Recordam-se Vocês do Bom Tempo d'Outrora !





Recordam-se vocês do bom tempo d'outrora,
Dum tempo que passou e que não volta mais,
Quando íamos a rir pela existência fora
Alegres como em Junho os bandos dos pardais?
C'roava-nos a fronte um diadema d'aurora,
E o nosso coração vestido de esplendor
Era um divino Abril radiante, onde as abelhas
Vinham sugar o mel na balsâmina em flor.
Que doiradas canções nossas bocas vermelhas
Não lançaram então perdidas pelo ar!...
Mil quimeras de glória e mil sonhos dispersos,
Canções feitas sem versos,
E que nós nunca mais havemos de cantar!
Nunca mais! nunca mais! Os sonhos e as esp'ranças
São áureos colibris das regiões da alvorada,
Que buscam para ninho os peitos das crianças.
E quando a neve cai já sobre a nossa estrada,
E quando o Inverno chega à nossa alma,então
Os pobres colibris, coitados, sentem frio,
E deixam-nos a nós o coração vazio,
Para fazer o ninho em outro coração.
Meus amigos, a vida é um Sol que chega ao cúmulo
Quando cantam em nós essas canções celestes;
A sua aurora é o berço, e o seu ocaso é o túmulo
Ergue-se entre os rosais e expira entre os ciprestes.
Por isso, quando o Sol da vida já declina,
Mostrando-nos ao longe as sombras do poente,
É-nos doce parar na encosta da colina
E volver para trás o nosso olhar plangente,
Para trás, para trás, para os tempos remotos
Tão cheios de canções, tão cheios de embriaguez,
Porque, ai! a juventude é como a flor do lótus,
Que em cem anos floresce apenas uma vez.

E como o noivo triste a quem morreu a amante,
E que ao sepulcro vai com suas mãos piedosas
Sobre um amor eterno — o amor dum só instante —
Deixar uma saudade e uma c'roa de rosas;
Assim, amigos meus, eu vou sobre um tesouro,
Sobre o estreito caixão, pequenino, infantil,
Da nossa mocidade, — a cotovia d'ouro
Que nasceu e morreu numa manhã d'Abril! —
Desprender, desfolhar estas canções sem nexo,
Estas pobres canções, tão simples, tão banais,
Mas onde existe ainda um pálido reflexo
Do tempo que passou, e que não volta mais.
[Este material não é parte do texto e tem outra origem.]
PR #2375, opened 2026-09-04
Act on a slot's follow action in the block it falls in (#2304)

### LINKED ISSUE #2304: Session launcher slice 5: follow actions, and an engine-initiated launch reaching the app

lucaromagnoli:
Closes #2304. Slice 5 of #1894.

The engine's first launch of its own. Every other arrives down the queue in `LaunchRequests.hpp` (#2305); this one is a beat the clip named when it was written, so the audio thread works it out and acts on it.

## Where it runs

In `advanceLaunchHandles`, after the request drain and before the advance. That ordering is the whole of the sample accuracy: a launch decided after the handles had moved would take effect on the next callback boundary, and both halves -- the slot that stops and the slot that starts -- are handed the same beat, so the advance cuts both blocks at the same sample.

A slot with anything queued is left alone. A handle holds one pending request and the last write wins, so a follow action written over a queued launch would drop what the user asked for. The incumbent only defends against a queued stop; this is the same rule taken to its end.

## Counting the passes

The due beat counts from `LaunchHandle::scheduleBeat`, which is carried across every re-trigger, not from the run's origin, which is not.

That difference is a bug in the incumbent rather than a preference. `SlotControlNode` computes its stop point as `playedMonotonicRange().start + stopDuration`, and TE's own loop wrap resets that start. With `FollowActionDurationType::loops` and a count above one, the stop point moves forward by a loop length every time the loop wraps, so it is never reached and the action never fires. Counting from the schedule beat is exact and stable across a thousand wraps, which is what #2336 put it there for.

`loopCount` multiplies only while the handle is re-triggering, matching `syncFollowActionToTracktionClip`: a slot with one pass in it has one to count.

## A run that ends

A non-looping slot now stops at the end of its material. The engine did not do this at all before -- a launched slot ran until something stopped it -- and it is the same question a follow action is asked at, so it falls out of the same calculation rather than needing its own.

## Random

Hashed from the slot and the due beat, not carried in a generator. Two renders of one project have to produce one file, and a seed carried block to block would put every random follow action beyond the null-diff harness (#1896). splitmix64's finaliser, so two adjacent beats pick unrelated slots.

## A target that has gone

Nothing stores one. `next`, `previous` and `random` are resolved against the handle table as it stands at the instant the action fires, and that table is built from the slots the snapshot named, so a slot deleted since the project loaded is simply not in the list searched and a moved one is at its new scene index. An action with nothing left to name does nothing beyond the stop, which is also what the incumbent does at the ends of a track: `trackNext` at the last slot returns nothing rather than wrapping.

## The read-back, and what is not here

The action reaches the handle through `play` and `stop` -- what a user launch reaches -- so the slot it starts publishes through its own tap (#2303) exactly as a clicked one does. `test_follow_actions.cpp` asserts that field by field against a control rig where the user clicked on the same beat instead.

So there is nothing to adopt, which is what #1894 asked for. What there is not is an app-side subscription: nothing in the app drives the native launcher yet, and the fork's `SessionClipScheduler::processStateEvents` still owns `activeSessionClipId` and its adoption loop. That is the issue's "or a stated reason why it cannot" -- the reporting is in place and the model reading it is wiring that belongs with whatever turns the native launcher on.

## Shape

`SlotAction` and `SlotFollow` are named apart from the model's `FollowAction` on purpose: a slot rather than a clip, and no track-group actions, because the model does not offer them. The config rides on `LaunchHandleTable::Entry` beside the handle and the tap, so the audio thread reads one table rather than merging two lists that publish separately, and a follow-action edit republishes it through the existing `entries ==` comparison.

## Tests

New `tests/engine/test_follow_actions.cpp`, 16 cases: a non-looping slot stopping at its end, a looping one with nothing to follow it playing on, the stop landing on its beat, next and previous handing the track over on one instant and doing nothing at the ends, again restarting rather than ending, a loop count holding the action off until the third pass, a loop count being one pass for a slot that does not loop, the delay, a user request outranking the action, a target deleted mid-run, random being deterministic per beat and not per set, an engine launch reading out identically to a clicked one, and a three-slot chain producing a known sequence of played ranges.

Full engine suite green: 554,643 assertions in 875 cases.

## Also here

Every `LaunchHandleTable::Entry` construction site now names its fields. The new member would otherwise have left `-Wmissing-field-initializers` across four test files, and a positional aggregate is what made adding one noisy in the first place.

### DIFF
--- a/magda/engine/launch/FollowActions.cpp
+++ b/magda/engine/launch/FollowActions.cpp
@@ -35,15 +35,15 @@ std::size_t randomIndex(const SlotKey& key, double dueBeat, std::size_t count) {
     return static_cast<std::size_t>(seed % count);
 }
 
-/// The slot @p follow names, or null for an action that starts nothing: a stop,
-/// and a neighbour at the end of the track.
-const LaunchHandleTable::Entry* followTarget(const LaunchHandleTable& table, const SlotKey& key,
-                                             const SlotFollow& follow, double dueBeat) {
+}  // namespace
+
+LaunchHandle* followTarget(const LaunchHandleTable& table, const SlotKey& key,
+                           const SlotFollow& follow, double dueBeat) {
     if (follow.action == SlotAction::none || follow.action == SlotAction::stop)
         return nullptr;
 
     if (follow.action == SlotAction::again)
-        return table.findEntry(key);
+        return table.find(key);
 
     // Every slot of the track that has a handle, in scene order, which is every
     // slot holding a clip: the table is built from the slots the snapshot named
@@ -61,13 +61,13 @@ const LaunchHandleTable::Entry* followTarget(const LaunchHandleTable& table, con
         case SlotAction::next:
             // No wrap at the ends, which is the incumbent's: the last slot of a
             // track stops rather than starting the first again.
-            return at + 1 < count ? first + at + 1 : nullptr;
+            return at + 1 < count ? first[at + 1].handle : nullptr;
 
         case SlotAction::previous:
-            return at > 0 ? first + at - 1 : nullptr;
+            return at > 0 ? first[at - 1].handle : nullptr;
 
         case SlotAction::random:
-            return first + randomIndex(key, dueBeat, count);
+            return first[randomIndex(key, dueBeat, count)].handle;
 
         case SlotAction::none:
         case SlotAction::stop:
@@ -77,8 +77,6 @@ const LaunchHandleTable::Entry* followTarget(const LaunchHandleTable& table, con
 
     return nullptr;
 }
-
-}  // namespace
 
 std::optional<double> followDueBeat(const LaunchHandle& handle, const SlotFollow& follow) {
     const auto schedule = handle.scheduleBeat();
@@ -100,14 +98,6 @@ std::optional<double> followDueBeat(const LaunchHandle& handle, const SlotFollow
     const auto passes = loop ? std::max(1, follow.loopCount) : 1;
 
     return *schedule + (pass * passes) + std::max(0.0, follow.delayBeats);
-}
-
-void applyFollowAction(const LaunchHandleTable& table, const SlotKey& key, const SlotFollow& follow,
-                       double dueBeat) {
-    const auto* target = followTarget(table, key, follow, dueBeat);
-
-    if (target != nullptr && target->handle != nullptr)
-        target->handle->play(dueBeat);
 }
 
 }  // namespace magda::engine
--- a/magda/engine/launch/FollowActions.cpp
+++ b/magda/engine/launch/FollowActions.cpp
@@ -9,13 +9,8 @@ namespace magda::engine {
 
 namespace {
 
-/**
- * @brief Which of @p count slots a random action picks, at @p dueBeat.
- *
- * A hash rather than a generator with state, so two renders of one project
- * produce one file (#1896). splitmix64's finaliser: its avalanche is what makes
- * two adjacent beats pick unrelated slots.
- */
+/// Scrambles @p value for @ref randomIndex below, so that inputs one bit apart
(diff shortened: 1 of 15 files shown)


magda/engine/launch/SessionLauncher.cpp
```diff
@@ -93,6 +95,37 @@ void apply(const LaunchRequest& request, const LaunchHandleTable& table) {
...
+ *
+ * Before the advance, so the stop and the launch it triggers land on one beat
+ * inside this block rather than on the next callback boundary.
+ *
+ * A slot with anything queued is left alone: a handle holds one pending request,
+ * so writing a stop over it would drop what the user asked for.
+ */
+void applyDueFollowActions(const LaunchHandleTable& table, const SyncRange& range) {
+    for (const auto& entry : table.entries) {
+        if (entry.handle == nullptr ||
```
lucaromagnoli, line 110: **P1 — Handle follow deadlines for slots launched in this callback**

A play request drained above only sets the handle pending; its playState remains stopped until advance() below. This guard therefore skips every newly launched slot. If the slot length fits inside this callback, its deadline also falls inside this callback, but it is not noticed until the next callback and the overdue stop/follow is clamped to that callback start. That makes short clips and same-block follow chains transition late, despite the intended in-block sample accuracy. Please include pending launches when scheduling follow events, including any targets launched by an earlier follow action in the same block.

magda/engine/launch/FollowActions.cpp
```diff
@@ -0,0 +1,112 @@
...
+    const auto passes = loop ? std::max(1, follow.loopCount) : 1;
+
+    return *schedule + (pass * passes) + std::max(0.0, follow.delayBeats);
+}
+
+void applyFollowAction(const LaunchHandleTable& table, const SlotKey& key, const SlotFollow& follow,
+                       double dueBeat) {
+    const auto* target = followTarget(table, key, follow, dueBeat);
+
+    if (target != nullptr && target->handle != nullptr)
```
lucaromagnoli: **P1 — Do not overwrite a queued request on the follow target**

The caller only checks queuedState() on the source. A next/previous/random action can select another handle that already has a user play or stop queued, and this unconditional play() replaces that handle’s sole pending request. The user-selected beat or stop is then lost, contrary to the PR’s rule that user requests outrank follow actions. Please preserve a queued request on the selected target as well.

Guerra Junqueiro, in 'A Musa em Férias'

7 comentários:

Regina Rozenbaum disse...

Manuel Amado
Que musa é essa hein? Deve ser algo indescritível a emoção de se saber inspiradora de uma poesia, letra de uma canção, pintura de uma tela, etc, etc. Será que um dia me torno uma MUSA? rsrs
Beijuuss n.c. e um ótimo FDS

www.toforatodentro.blogspot.com

Essência e Palavras disse...

Encantador.
Sua senbilidade de escolha emociona.

beeejo e bom finalzinho de tarde!

Graça Pereira disse...

Que saudades do tempo que passou e não volta mais...não pela juventude perdida mas pelos companheiros de jornada que dobraram a curva da vida e me deixaram tão só.
Beijo
Graça

Sonhadora (Rosa Maria) disse...

Manuel
Lindo poema, uma escolha muito boa, retrata a noss vida até ao fim.
Lindo

Beijinhos
Sonhadora

b disse...

O bom de ser musa é que estão sempre em férias.
De encantamento a sua postagem!

Glorinha L de Lion disse...

Ui que triste...hoje estou de bom humor, nada me abalará...afinal hoje é sábado, o dia é lindo, faz sol e não está calor...amo e sou amada...simples assim.
beijinhos.

Clecilene Carvalho disse...

Por isso é tão importante viver bem a vida e valorizar todos os momentos bons.

Otima escolha!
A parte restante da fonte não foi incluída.